What it means for the polls - The rising number of households without landlines is problematic mainly for survey houses that rely solely on automated phone calls that are banned by federal law from dialing mobile phones. Virtually all national pollsters that use live interviewers -- and most of their state level counterparts -- already call cell phones as part of their surveys. Both Gallup and the Pew Research Center, for example, now complete half of their interviews with respondents on their cellular phones. The most prolific robo pollsters, such as Public Policy Polling (D) and Rasmussen Reports, are attempting to compensate for the lack of cell-phone respondents by using panels of individuals who have volunteered to complete surveys online. [HuffPollster, previously, on how pollsters are adjusting]

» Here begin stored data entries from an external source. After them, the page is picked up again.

PR #9457, opened 2026-08-05
Issue #5214: Enable Microsoft PE analyzers for minidump-loaded programs

### LINKED ISSUE #5214: Windows x86 PE RTTI Analyzer not available in Minidump Dump File Loader
**Describe the bug**
Windows x86 PE RTTI Analyzer is not available for a file loaded with Dump File Loader in Minidump file format despite Visual Studio is selected as the compiler.

imagen

**To Reproduce**
1. Dump a PE process in Windows with Sysinternals Process Explorer.
2. Import the dump file into Ghidra.
3. Open the imported file and launch the analyzer.
4. Windows x86 PE RTTI Analyzer is missing...

**Expected behavior**
I would expect Windows x86 PE RTTI Analyzer to be available.

**Screenshots**

See Description above.

**Attachments**
If applicable, please attach any files that caused problems or log files generated by the software.

 - OS: Windows & Linux tested
 - Java Version: 17.0.4.1
 - Ghidra Version: 10.3 (master branch at https://github.com/NationalSecurityAgency/ghidra/commit/85cc8ee883aad9c3bede7e62a0ffb75a1238989c)
 - Ghidra Origin: Locally built (also happening on github releases...)

**Additional context**
Launching the debugger on ghidra shows that the program is recognized as a PE file.

imagen

Unfortunatelly, the compiler is set to unknown...

imagen

This later condition leads to `isVisualStudioOrClangPe` in the `PEUtil` class to return false
imagen

Thus disabing the `RttiAnalyzer`...

I'm learning to navigate Ghidra source code. I would like to contribute with a patch for this issue but I need guidance on where the compiler option should be set or how it should be set.

Thanks

Shalom-Karr:
Fixes #5214.

## Problem
The **Windows x86 PE RTTI Analyzer** (and the TEB and PE exception-handling analyzers) are not available for a program imported via the Dump File / Minidump loader, even when the dumped process is a Visual Studio / Clang PE.

## Root cause
`RttiAnalyzer`, `TEBAnalyzer` and `PEExceptionAnalyzer` all gate on `PEUtil.isVisualStudioOrClangPe(program)`, which requires both:
- `program.getExecutableFormat().equals(PeLoader.PE_NAME)`, and
- `program.getCompiler()` to be Visual Studio or Clang.

`Minidump` sets the executable format to `PeLoader.PE_NAME`, but the dump load path never calls `program.setCompiler(...)`. `getCompiler()` therefore stays `"unknown"`, the second condition fails, and `canAnalyze()` returns `false`.

## Fix
Detect the compiler of the dumped **main executable** (module 0 of the minidump module list) in `Minidump.analyze()` and record it on the program, reusing the existing `PeLoader.CompilerOpinion.getOpinion(...)` — the same detection used for a normal PE import.

Only the main module is inspected, so the many Microsoft-compiled system DLLs present in a dump cannot misidentify the program's compiler. A non-Microsoft main module (e.g. GCC) is still detected correctly and remains excluded. All parse failures are ignored, preserving current behavior (compiler left unset). `PEUtil.isVisualStudioOrClangPe` and its unit test are unchanged.

## Testing
Built against the 12.1.2 sources and patched into a local install. Using a full-memory minidump (`MiniDumpWithFullMemory`) of a Visual Studio-compiled process:

| | `program.getCompiler()` | RTTI `canAnalyze` | PEException `canAnalyze` | TEB `canAnalyze` |
|---|---|---|---|---|
| before | `unknown` | false | false | false |
| after | `visualstudio:unknown` | true | true | true |

Normal PE import behavior is unaffected (that path already sets the compiler).

_This change was developed with AI assistance and reviewed against the contribution guidelines._

### DIFF
--- a/Ghidra/Features/FileFormats/src/main/java/ghidra/file/formats/dump/mdmp/Minidump.java
+++ b/Ghidra/Features/FileFormats/src/main/java/ghidra/file/formats/dump/mdmp/Minidump.java
@@ -20,10 +20,18 @@ import java.util.*;
 
 import ghidra.app.util.Option;
 import ghidra.app.util.OptionUtils;
+import ghidra.app.util.bin.ByteProvider;
+import ghidra.app.util.bin.MemoryByteProvider;
 import ghidra.app.util.bin.StructConverter;
+import ghidra.app.util.bin.format.pe.PortableExecutable;
+import ghidra.app.util.bin.format.pe.PortableExecutable.SectionLayout;
+import ghidra.app.util.importer.MessageLog;
 import ghidra.app.util.opinion.PeLoader;
+import ghidra.app.util.opinion.PeLoader.CompilerOpinion;
+import ghidra.app.util.opinion.PeLoader.CompilerOpinion.CompilerEnum;
 import ghidra.file.formats.dump.*;
 import ghidra.file.formats.dump.cmd.ModuleToPeHelper;
+import ghidra.program.model.address.*;
 import ghidra.program.model.data.*;
 import ghidra.util.Msg;
 import ghidra.util.task.TaskMonitor;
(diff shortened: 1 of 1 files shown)


d-millar:
Thanks - will get this in the next release.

AMERICANS SEE FEW PROSPECTS FOR MIDDLE EAST PEACE - Rachel Lienesch: "Tensions in Israel and Palestine remain high after the discovery of the bodies of three Israeli teens kidnapped in June sparked a new wave of violence in Israel and the Gaza Strip. According to a new YouGov poll, most Americans think the situation isn't likely to get better anytime soon. Exactly half of respondents said they believe violence in the Israeli-Palestinian conflict will increase in the next few years, compared to just 3 percent who said they believe violence there would decrease. Another 27 percent said they think the level of violence will stay about the same." [HuffPost]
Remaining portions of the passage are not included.